### [Exercise prompt]
Whenever a line below holds the word "argument", count it once; report the total and nothing else.

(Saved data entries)
*** Block opens ***
PR #718, opened 2021-11-16
add a specification change log

### LINKED ISSUE #707: Spec Revision Change Log
It would be nice to provide a brief "change log" for each spec revision so it is easier to know what is included in each revision.  We should start to do this at least for each new spec release, even if we don't go back and document past spec releases.

One way to do this is to add a sub-section of Appendix E, which currently documents changes for each minor OpenCL revision.

We should add a similar change log appendix to the OpenCL C specification as well (see #159).

bashbaug:
fixes #707 

This PR adds a specification "change log" for published revisions of the OpenCL 3.0 specifications.  I did this by adding an appendix to the OpenCL C and OpenCL SPIR-V Environment specifications and by adding to the existing appendix in the OpenCL API specification.

I've documented most of the extension changes in the OpenCL API specification appendix for now, but I'm not entirely sure if that makes the most sense.  It's easy to move these to an appendix in the extension spec if desired, though I get nervous spreading information around too many places.  By this same logic I suppose the OpenCL SPIR-V Environment changes could be merged into the API spec also, if desired.

### DIFF
--- a/c/appendix_a.asciidoc
+++ b/c/appendix_a.asciidoc
@@ -13,7 +13,7 @@ summarized below.
 
 The first non-provisional version of the OpenCL 3.0 specifications was *v3.0.5*.
 
-Changes in *v3.0.6*:
+Changes from *v3.0.5*:
 
   * Clarified that `memory_scope_all_devices` is supported only for OpenCL C 3.0 or newer.
   * Defined ULP overflow leniency.
@@ -22,7 +22,7 @@ Changes in *v3.0.6*:
   * Clarified relationship between optional core features and extensions.
   * Deprecated the `+__OPENCL_C_VERSION__+` predefined macro and clarified possible values of the macro for different versions of OpenCL.
 
-Changes in *v3.0.7*:
+Changes from *v3.0.6*:
 
   * Clarified the argument to *vec_step* is not evaluated.
   * Improved description for pipe specifier.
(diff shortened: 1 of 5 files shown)


c/appendix_a.asciidoc
```diff
@@ -0,0 +1,39 @@
...
+  * Removed a confusing phrase about kernel argument pointer types.
+  * Clarified usage of feature test macros pre-OpenCL C 3.0.
+  * Clarified relationship between optional core features and extensions.
+  * Deprecated the `+__OPENCL_C_VERSION__+` predefined macro and clarified possible values of the macro for different versions of OpenCL.
+
+Changes from *v3.0.6*:
+
+  * Clarified the argument to *vec_step* is not evaluated.
+  * Improved description for pipe specifier.
+  * Fixed spelling of `-cl-no-signed-zeros`.
```
alycm, line 29: Technically an API change rather than an OpenCL C change.

alycm (approved):
LGTM.

alycm:
> I've documented most of the extension changes in the OpenCL API specification appendix for now, but I'm not entirely sure if that makes the most sense. It's easy to move these to an appendix in the extension spec if desired, though I get nervous spreading information around too many places. By this same logic I suppose the OpenCL SPIR-V Environment changes could be merged into the API spec also, if desired.

Based on the changes here an extension changelog would be quite sparse.

I don't have any problem with the split as it is in this PR.

c/appendix_a.asciidoc
bashbaug: Whoops!  Yes, you're right.  I've moved this line item to the API spec.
*** Block closes ***
### [Exercise result]
3